> _Assigned task_
For the records below, tally every line that has the word "responses" and reply with the number alone.

> _Data_
=====
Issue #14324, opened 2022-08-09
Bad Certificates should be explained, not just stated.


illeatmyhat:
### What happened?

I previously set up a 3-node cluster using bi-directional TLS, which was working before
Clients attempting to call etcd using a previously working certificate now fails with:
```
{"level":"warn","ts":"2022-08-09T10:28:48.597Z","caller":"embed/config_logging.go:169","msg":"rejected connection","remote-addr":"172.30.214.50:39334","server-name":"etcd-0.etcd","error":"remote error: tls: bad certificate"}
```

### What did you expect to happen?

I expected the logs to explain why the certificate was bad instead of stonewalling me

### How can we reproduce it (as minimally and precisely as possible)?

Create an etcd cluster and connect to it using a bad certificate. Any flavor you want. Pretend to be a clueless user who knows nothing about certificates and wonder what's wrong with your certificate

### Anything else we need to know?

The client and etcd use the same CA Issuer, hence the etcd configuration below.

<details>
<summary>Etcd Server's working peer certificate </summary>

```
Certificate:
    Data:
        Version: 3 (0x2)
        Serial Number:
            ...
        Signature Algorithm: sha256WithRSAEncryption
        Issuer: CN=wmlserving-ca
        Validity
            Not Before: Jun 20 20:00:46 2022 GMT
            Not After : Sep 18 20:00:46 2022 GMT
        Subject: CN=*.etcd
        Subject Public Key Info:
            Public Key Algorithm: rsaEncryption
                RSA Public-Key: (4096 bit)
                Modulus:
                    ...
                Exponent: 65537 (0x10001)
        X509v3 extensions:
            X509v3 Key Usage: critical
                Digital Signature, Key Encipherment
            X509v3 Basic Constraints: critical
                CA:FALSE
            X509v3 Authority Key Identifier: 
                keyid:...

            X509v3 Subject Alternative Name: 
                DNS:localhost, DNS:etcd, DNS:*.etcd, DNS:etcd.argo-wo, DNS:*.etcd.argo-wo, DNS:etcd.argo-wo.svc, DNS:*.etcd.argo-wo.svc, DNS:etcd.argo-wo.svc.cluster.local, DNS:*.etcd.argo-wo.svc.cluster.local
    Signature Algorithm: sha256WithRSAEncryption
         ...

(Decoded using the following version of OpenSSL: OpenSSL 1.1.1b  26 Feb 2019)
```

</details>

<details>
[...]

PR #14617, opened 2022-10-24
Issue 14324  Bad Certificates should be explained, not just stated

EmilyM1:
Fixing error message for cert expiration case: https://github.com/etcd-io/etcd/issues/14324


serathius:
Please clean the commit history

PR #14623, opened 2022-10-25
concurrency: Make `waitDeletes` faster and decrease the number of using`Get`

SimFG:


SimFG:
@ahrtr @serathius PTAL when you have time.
=====
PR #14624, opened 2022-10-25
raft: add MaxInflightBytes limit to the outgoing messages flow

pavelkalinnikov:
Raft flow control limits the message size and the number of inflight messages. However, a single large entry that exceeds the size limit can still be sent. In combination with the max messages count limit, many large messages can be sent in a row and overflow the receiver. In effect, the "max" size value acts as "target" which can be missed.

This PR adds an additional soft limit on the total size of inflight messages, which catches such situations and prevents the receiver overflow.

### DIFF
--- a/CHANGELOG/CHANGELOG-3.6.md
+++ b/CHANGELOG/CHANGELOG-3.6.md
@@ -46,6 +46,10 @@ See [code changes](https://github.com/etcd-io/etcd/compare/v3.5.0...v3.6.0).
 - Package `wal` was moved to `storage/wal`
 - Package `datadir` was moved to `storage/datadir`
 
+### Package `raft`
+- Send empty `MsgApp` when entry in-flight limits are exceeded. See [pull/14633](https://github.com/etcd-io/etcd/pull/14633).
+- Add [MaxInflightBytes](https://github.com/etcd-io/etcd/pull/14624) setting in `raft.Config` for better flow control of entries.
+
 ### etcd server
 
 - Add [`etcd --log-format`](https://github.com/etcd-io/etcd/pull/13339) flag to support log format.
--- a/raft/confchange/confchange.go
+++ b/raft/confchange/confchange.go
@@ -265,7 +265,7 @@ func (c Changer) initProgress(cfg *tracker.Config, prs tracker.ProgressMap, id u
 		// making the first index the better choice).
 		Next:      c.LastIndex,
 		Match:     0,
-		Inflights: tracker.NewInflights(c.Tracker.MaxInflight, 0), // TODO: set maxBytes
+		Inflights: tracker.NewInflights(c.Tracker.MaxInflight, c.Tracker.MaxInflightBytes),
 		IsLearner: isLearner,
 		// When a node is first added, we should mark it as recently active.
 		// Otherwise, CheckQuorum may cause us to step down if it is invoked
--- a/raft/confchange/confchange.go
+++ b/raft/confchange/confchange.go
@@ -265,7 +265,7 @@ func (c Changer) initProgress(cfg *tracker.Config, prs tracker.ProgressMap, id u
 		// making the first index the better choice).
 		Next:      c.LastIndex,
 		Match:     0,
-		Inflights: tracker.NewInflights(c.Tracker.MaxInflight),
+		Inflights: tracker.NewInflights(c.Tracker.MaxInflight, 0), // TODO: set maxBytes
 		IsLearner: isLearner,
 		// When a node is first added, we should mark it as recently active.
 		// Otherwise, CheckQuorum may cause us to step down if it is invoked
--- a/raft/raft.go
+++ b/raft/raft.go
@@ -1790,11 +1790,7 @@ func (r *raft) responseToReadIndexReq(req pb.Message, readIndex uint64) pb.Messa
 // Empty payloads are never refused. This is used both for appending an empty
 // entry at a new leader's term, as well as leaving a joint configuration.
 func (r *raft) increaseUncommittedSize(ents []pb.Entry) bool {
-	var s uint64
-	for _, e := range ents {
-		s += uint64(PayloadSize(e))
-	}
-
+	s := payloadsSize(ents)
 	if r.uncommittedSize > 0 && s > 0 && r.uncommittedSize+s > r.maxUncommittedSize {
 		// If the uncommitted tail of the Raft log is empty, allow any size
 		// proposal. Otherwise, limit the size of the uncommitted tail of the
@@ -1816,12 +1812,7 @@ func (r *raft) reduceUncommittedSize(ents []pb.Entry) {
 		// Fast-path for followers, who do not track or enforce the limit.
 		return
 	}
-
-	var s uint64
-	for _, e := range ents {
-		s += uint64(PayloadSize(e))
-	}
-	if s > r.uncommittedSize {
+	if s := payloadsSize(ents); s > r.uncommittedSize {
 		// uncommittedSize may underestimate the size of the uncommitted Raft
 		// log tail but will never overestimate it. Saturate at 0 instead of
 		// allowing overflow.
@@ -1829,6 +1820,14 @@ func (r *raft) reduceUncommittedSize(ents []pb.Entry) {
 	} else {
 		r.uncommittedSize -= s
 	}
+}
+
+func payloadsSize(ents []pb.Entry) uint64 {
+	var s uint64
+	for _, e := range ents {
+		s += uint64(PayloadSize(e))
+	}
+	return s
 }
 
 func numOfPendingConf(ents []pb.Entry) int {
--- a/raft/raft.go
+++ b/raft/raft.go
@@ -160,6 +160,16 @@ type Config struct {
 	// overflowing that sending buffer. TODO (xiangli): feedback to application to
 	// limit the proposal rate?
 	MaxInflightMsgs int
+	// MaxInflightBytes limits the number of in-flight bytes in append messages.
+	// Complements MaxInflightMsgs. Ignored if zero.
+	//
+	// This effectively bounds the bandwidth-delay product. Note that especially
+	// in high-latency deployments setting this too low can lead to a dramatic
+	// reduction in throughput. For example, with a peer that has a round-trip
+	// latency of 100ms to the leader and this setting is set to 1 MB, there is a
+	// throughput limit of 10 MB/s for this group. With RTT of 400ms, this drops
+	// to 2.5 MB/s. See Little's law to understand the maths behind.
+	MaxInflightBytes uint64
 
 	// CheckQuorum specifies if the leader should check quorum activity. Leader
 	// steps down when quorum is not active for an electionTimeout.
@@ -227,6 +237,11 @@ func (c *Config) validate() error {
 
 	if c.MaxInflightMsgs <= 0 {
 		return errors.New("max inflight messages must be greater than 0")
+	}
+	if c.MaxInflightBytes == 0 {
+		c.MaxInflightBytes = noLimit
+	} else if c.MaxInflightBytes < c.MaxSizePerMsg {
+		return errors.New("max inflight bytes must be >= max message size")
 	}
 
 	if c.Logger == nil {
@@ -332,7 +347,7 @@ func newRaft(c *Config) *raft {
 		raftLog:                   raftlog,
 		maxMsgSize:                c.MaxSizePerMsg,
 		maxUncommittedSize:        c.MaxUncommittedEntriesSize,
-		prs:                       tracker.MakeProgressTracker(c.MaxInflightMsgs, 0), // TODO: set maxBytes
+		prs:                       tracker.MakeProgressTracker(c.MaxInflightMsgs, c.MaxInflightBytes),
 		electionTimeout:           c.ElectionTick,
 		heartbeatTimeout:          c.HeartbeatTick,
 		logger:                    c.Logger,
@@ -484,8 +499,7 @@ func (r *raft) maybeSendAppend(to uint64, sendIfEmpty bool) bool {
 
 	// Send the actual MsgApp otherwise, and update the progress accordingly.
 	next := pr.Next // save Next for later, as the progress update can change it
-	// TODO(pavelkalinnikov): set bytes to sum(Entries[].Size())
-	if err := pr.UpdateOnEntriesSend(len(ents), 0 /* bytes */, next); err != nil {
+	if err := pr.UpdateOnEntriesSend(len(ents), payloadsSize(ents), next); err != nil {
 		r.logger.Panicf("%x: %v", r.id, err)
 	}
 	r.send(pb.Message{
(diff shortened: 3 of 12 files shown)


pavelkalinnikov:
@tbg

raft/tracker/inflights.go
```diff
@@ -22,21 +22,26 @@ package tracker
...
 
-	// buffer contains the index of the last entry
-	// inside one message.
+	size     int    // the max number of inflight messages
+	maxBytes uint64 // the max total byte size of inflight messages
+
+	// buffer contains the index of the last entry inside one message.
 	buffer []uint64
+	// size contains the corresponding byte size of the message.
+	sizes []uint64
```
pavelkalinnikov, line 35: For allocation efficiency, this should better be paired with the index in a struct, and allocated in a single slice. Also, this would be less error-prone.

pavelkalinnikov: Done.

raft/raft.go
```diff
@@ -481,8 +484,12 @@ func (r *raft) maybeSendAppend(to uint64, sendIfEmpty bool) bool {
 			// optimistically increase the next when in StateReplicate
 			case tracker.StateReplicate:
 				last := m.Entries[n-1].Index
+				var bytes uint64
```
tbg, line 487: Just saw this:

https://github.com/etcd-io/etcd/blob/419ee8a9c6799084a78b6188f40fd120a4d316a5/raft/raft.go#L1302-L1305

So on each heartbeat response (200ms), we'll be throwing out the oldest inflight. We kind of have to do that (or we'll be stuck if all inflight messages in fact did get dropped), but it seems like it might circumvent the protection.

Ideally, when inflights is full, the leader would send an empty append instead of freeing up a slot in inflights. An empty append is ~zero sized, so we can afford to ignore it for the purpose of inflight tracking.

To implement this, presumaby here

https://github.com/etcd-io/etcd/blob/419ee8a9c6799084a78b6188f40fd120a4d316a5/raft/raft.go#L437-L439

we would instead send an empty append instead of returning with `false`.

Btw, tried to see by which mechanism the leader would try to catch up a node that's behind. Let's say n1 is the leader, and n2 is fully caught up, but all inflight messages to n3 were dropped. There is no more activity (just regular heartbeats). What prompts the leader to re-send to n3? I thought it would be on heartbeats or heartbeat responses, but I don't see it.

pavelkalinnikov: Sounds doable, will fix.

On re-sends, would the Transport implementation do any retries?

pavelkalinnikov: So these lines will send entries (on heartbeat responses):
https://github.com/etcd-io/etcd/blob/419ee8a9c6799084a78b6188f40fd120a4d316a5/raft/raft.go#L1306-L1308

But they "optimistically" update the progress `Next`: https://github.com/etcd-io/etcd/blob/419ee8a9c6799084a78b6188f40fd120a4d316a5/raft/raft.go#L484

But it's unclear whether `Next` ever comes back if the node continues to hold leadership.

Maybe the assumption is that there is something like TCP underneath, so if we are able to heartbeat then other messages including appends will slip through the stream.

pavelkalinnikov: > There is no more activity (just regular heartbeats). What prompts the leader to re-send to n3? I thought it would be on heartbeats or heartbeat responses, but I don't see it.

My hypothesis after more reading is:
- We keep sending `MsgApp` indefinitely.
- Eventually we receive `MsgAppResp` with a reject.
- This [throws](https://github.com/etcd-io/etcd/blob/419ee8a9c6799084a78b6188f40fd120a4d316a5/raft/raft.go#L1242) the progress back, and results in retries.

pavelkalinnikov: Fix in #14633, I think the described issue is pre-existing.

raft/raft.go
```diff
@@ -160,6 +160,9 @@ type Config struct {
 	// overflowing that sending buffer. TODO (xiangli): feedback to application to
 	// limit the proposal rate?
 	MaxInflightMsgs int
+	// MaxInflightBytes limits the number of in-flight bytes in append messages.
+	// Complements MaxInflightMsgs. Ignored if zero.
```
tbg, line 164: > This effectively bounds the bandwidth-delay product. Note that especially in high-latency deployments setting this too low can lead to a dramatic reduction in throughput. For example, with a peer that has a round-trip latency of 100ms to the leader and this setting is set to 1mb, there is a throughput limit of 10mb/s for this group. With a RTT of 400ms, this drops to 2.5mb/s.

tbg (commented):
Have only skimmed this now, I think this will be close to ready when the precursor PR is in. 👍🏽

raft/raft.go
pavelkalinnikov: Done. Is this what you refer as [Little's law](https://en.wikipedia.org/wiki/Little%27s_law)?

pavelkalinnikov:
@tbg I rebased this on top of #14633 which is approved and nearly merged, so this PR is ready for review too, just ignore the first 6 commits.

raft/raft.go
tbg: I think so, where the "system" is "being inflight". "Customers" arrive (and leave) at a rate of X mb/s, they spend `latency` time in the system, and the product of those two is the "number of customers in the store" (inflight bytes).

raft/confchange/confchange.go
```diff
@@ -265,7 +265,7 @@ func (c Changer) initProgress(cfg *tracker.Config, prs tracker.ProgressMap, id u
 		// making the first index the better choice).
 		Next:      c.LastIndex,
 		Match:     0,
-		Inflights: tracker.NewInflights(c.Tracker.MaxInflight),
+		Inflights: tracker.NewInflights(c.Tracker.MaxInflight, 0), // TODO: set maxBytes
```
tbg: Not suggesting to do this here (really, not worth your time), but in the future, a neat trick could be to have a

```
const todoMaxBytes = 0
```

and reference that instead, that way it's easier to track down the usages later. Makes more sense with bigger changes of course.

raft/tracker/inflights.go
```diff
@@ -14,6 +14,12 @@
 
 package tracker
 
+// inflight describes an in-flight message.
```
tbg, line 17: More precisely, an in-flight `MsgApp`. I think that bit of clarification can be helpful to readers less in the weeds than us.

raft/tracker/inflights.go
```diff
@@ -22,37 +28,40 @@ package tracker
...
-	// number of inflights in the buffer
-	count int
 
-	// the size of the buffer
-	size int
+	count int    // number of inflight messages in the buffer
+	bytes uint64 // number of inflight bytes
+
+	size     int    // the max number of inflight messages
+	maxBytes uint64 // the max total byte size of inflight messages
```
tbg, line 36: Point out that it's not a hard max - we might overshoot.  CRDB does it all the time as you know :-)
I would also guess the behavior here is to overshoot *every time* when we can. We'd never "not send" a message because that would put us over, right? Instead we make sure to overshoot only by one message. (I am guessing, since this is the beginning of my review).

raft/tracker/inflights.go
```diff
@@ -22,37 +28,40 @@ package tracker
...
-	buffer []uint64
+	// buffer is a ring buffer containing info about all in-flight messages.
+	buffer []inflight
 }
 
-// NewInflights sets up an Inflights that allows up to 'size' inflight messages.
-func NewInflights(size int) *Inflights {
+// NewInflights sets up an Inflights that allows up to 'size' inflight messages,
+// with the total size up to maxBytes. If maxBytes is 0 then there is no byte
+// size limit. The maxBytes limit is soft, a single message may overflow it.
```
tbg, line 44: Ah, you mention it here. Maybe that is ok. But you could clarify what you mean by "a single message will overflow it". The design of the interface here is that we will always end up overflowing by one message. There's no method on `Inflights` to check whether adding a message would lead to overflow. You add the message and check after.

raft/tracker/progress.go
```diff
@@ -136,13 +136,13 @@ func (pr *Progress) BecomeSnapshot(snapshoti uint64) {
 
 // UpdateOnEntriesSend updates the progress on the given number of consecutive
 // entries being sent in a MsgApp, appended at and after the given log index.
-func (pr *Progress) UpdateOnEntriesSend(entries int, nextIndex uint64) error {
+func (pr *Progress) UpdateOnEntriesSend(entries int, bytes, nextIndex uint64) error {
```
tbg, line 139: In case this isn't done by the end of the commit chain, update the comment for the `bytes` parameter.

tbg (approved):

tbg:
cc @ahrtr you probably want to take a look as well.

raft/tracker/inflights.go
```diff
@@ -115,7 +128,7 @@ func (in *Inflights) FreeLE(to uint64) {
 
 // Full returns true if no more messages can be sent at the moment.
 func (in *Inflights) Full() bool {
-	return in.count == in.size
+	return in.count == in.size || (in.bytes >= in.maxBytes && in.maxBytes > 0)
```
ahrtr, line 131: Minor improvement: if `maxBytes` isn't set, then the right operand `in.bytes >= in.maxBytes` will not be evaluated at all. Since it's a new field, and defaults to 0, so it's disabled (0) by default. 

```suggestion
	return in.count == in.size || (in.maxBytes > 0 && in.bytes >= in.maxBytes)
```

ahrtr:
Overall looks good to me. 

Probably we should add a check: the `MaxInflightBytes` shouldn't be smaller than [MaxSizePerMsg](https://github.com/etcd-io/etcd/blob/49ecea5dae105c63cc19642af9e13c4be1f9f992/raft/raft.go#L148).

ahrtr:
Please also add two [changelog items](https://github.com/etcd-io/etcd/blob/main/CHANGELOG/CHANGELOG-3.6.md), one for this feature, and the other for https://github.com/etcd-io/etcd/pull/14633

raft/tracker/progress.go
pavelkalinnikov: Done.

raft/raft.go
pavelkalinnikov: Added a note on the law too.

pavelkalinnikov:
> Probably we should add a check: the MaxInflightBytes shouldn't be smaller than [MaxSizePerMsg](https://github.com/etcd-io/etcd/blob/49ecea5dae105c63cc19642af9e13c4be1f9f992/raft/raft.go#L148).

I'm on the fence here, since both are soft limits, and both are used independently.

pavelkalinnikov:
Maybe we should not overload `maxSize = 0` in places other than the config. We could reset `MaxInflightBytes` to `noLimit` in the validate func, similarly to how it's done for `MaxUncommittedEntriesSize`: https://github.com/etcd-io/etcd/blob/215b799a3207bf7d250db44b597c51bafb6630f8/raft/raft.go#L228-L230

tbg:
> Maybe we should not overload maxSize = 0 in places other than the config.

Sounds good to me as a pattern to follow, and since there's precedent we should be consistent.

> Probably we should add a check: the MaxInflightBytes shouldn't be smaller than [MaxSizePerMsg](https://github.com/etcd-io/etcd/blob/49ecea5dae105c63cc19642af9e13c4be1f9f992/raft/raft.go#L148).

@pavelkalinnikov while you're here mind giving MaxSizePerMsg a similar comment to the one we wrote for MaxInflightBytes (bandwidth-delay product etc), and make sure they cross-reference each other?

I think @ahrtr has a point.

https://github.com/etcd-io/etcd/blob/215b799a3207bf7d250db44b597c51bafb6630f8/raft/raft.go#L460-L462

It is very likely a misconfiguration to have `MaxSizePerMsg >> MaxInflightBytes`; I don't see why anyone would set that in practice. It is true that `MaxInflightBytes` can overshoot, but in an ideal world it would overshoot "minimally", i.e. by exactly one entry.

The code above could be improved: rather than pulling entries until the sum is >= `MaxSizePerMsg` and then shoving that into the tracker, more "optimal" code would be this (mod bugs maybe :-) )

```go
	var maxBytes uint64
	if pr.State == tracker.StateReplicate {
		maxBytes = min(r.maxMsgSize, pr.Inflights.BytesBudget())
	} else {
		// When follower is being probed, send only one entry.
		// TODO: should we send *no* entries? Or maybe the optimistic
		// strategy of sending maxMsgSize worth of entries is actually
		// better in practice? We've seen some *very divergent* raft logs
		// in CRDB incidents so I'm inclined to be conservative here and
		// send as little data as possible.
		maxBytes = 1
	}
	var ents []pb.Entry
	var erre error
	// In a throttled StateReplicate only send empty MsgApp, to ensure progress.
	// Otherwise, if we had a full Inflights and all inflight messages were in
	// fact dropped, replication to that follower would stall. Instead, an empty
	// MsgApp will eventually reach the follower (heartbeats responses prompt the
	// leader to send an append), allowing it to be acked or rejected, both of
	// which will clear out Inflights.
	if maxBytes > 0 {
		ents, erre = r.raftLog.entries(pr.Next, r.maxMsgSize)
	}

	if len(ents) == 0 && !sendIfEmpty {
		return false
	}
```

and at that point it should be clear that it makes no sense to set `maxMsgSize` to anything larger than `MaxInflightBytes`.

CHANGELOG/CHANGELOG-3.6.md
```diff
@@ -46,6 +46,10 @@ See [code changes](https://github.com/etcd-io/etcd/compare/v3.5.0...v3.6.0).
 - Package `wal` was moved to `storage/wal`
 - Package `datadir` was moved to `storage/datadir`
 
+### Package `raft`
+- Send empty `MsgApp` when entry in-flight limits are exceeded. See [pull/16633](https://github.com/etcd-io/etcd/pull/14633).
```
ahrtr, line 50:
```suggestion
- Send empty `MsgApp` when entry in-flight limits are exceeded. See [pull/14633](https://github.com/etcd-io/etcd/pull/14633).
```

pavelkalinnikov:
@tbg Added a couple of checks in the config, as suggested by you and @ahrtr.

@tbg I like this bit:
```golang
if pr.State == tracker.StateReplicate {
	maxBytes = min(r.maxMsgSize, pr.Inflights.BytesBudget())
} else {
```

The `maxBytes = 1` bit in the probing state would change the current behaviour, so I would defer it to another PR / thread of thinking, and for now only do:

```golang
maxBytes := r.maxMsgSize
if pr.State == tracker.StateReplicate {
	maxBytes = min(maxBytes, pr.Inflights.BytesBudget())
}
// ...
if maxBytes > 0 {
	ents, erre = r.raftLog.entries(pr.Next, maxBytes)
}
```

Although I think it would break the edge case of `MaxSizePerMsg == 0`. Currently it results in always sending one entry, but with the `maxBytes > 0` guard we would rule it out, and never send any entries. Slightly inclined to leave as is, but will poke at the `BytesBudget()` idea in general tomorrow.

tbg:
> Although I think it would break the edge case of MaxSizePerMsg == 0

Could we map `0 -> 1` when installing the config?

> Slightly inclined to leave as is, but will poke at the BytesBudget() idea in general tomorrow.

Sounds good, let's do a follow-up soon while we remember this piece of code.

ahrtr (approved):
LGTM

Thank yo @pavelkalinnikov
=====
> _Answer area_
4